State politics can be pretty boring sometimes, but once in a while we run into stories that sound stranger than fiction. One of those cases involved a bill in the Georgia legislature that comes across as bizarre on the surface but raises some intriguing ethical questions – a proposed law to ban human-animal hybrid embryos.
Rep. Tom Kirby (R-Gainesville) says such research is already being done in the United States and he’s heard possibly even in Georgia.
“It deals with the banning of mixing of those two different types of species and creating this Frankenstein science,” he tells WSB’s Sandra Parrish.
It’s not hard to find images on the internet of glowing cats, pigs, rabbits, and monkeys that were injected with a DNA from jellyfish as embryos. The research is done to help scientists map the genes that can cause devastating diseases in humans such as Alzheimer’s, Parkinson’s, and diabetes.
Kirby wants to make sure none of the research is ever done on human embryos in Georgia.
“Just because we’re capable of doing it doesn’t mean it’s the right way to go,” he says.
Kirby’s bill brings to mind some wild, and even creepy, images, but the ethical concerns are pretty obvious and easy to see: as science advances and scientists experiment more boldly, could experiments on actual human embryos be too far behind?

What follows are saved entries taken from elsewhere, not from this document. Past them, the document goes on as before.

PR #46, opened 2024-04-05
Expiration check

peterszerzo:
If the conversation expired since the user interacted with the bot last, reset to a new ID.

### DIFF
--- a/packages/chat-core/src/index.ts
+++ b/packages/chat-core/src/index.ts
@@ -1,6 +1,6 @@
 import fetch from "isomorphic-fetch";
 import ReconnectingWebSocket from "reconnecting-websocket";
-import { equals, adjust, omit } from "ramda";
+import { equals, adjust, omit, findLast } from "ramda";
 import { v4 as uuid } from "uuid";
 
 // Bot response
@@ -208,6 +208,20 @@ export const shouldReinitialize = (
   );
 };
 
+const getLastExpirationTimestamp = (
+  responses: Response[],
+): number | undefined => {
+  const lastExpirationResponse = findLast(
+    (response) =>
+      response.type === "bot" &&
+      typeof response.payload.expirationTimestamp === "number",
+    responses,
+  );
+  return lastExpirationResponse?.type === "bot"
+    ? lastExpirationResponse.payload.expirationTimestamp
+    : undefined;
+};
+
 export const createConversation = (config: Config): ConversationHandler => {
   let socket: ReconnectingWebSocket | undefined;
 
@@ -303,6 +317,15 @@ export const createConversation = (config: Config): ConversationHandler => {
     null;
 
   const sendToBot = async (body: BotRequest): Promise<void> => {
+    const lastExpirationTimestamp = getLastExpirationTimestamp(state.responses);
+    if (
+      typeof lastExpirationTimestamp === "number" &&
+      new Date().getTime() > lastExpirationTimestamp
+    ) {
+      setState({
+        conversationId: uuid(),
+      });
+    }
     const bodyWithContext = {
       userId: state.userId,
       conversationId: state.conversationId,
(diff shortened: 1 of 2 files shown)


peterszerzo:
Moved to drafts because https://github.com/nlxai/sdk/blob/7be3c14032b4ffcdd2f8a439a4e80d8f50a828ab/packages/chat-widget/src/index.tsx#L247-L279 is already handling this.

packages/chat-core/src/index.ts
```diff
@@ -221,6 +221,20 @@ export const shouldReinitialize = (
...
+): number | undefined => {
+  const lastExpirationResponse = findLast(
+    (response) =>
+      response.type === "bot" &&
+      typeof response.payload.expirationTimestamp === "number",
+    responses,
+  );
+  return lastExpirationResponse?.type === "bot"
+    ? lastExpirationResponse.payload.expirationTimestamp
+    : undefined;
```
michaelglass, line 235: minor nit (and less precise but)
```suggestion
return lastExpirationResponse?.payload?.expirationTimestamp;
```

packages/chat-core/src/index.ts
```diff
@@ -316,6 +330,15 @@ export const createConversation = (config: Config): ConversationHandler => {
     null;
 
   const sendToBot = async (body: BotRequest): Promise<void> => {
+    const lastExpirationTimestamp = getLastExpirationTimestamp(state.responses);
+    if (
+      typeof lastExpirationTimestamp === "number" &&
+      new Date().getTime() > lastExpirationTimestamp
+    ) {
+      setState({
+        conversationId: uuid(),
```
michaelglass, line 339: curious how this works for a multimodal when someone is already on the phone. Should this fail hard instead of resetting with a new conversation ID? What's the UX here

peterszerzo: This package does not cover multimodal.

michaelglass: oh yeah! whoops

packages/chat-core/src/index.ts
peterszerzo: I would rather do more precise and a bit clearer on the data structure.

packages/chat-core/src/index.ts
```diff
@@ -303,6 +317,15 @@ export const createConversation = (config: Config): ConversationHandler => {
     null;
 
   const sendToBot = async (body: BotRequest): Promise<void> => {
+    const lastExpirationTimestamp = getLastExpirationTimestamp(state.responses);
+    if (
+      typeof lastExpirationTimestamp === "number" &&
+      new Date().getTime() > lastExpirationTimestamp
+    ) {
+      setState({
```
michaelglass, line 325: 💭 this seems like it should raise an exception or signal in some way that there's a new conversation starting

michaelglass (approved):
the code here looks fine. I'm not sure if it's the right approach.

packages/chat-core/src/index.ts
peterszerzo: @michaelglass totally with you there, we are discussing the behind-the-scenes way to do this, basically any 'your conversation has expired' type of text content needs to be controlled inside the platform, so you can imagine some kind of explicit special message passing will happen here, but later.

sam-trost: Can we add a `conversationEnded` subscription thinger here.

sam-trost (approved):

packages/chat-core/src/index.ts
peterszerzo: @sam-trost that sounds like a bit of a change in direction, I would rather have a discussion about it at some point this week.

peterszerzo:
Abandoning this in favor of #124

The bill has its opponents, naturally from the other side of the aisle.
But some lawmakers are skeptical of the legislation, calling it a solution without a problem.
“It invokes a chuckle, but at the same it’s a waste of precious time when we could be dealing with education, transportation, and jobs,” says Sen. Vincent Fort (D-Atlanta).
The question remains: is a law necessary to curb such experimentation, or is Kirby’s bill so far-fetched as to be a waste of time? The Georgia legislature may make that decision this term.